*Assignment*.
Extract all lines in the data that contain the word "screens".

*Given data*.

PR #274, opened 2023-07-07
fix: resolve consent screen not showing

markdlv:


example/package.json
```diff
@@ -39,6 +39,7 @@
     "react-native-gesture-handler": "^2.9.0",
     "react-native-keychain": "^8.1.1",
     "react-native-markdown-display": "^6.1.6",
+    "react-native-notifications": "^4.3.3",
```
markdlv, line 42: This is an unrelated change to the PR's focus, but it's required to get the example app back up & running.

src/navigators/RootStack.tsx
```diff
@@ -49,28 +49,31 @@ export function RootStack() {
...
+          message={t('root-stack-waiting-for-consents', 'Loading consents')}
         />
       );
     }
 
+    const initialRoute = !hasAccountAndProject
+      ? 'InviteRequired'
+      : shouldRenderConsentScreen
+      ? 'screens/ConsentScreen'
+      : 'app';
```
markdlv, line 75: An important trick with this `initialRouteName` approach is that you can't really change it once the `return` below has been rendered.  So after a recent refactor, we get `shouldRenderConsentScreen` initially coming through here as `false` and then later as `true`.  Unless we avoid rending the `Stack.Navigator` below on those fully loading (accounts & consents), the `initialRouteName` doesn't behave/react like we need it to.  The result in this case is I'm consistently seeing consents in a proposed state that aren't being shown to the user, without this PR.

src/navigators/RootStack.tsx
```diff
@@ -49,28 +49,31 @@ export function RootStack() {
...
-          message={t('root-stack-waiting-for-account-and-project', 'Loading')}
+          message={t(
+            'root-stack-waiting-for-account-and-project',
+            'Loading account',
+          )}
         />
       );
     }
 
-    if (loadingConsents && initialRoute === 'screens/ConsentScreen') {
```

*Answer section*.
+      ? 'screens/ConsentScreen'
-    if (loadingConsents && initialRoute === 'screens/ConsentScreen') {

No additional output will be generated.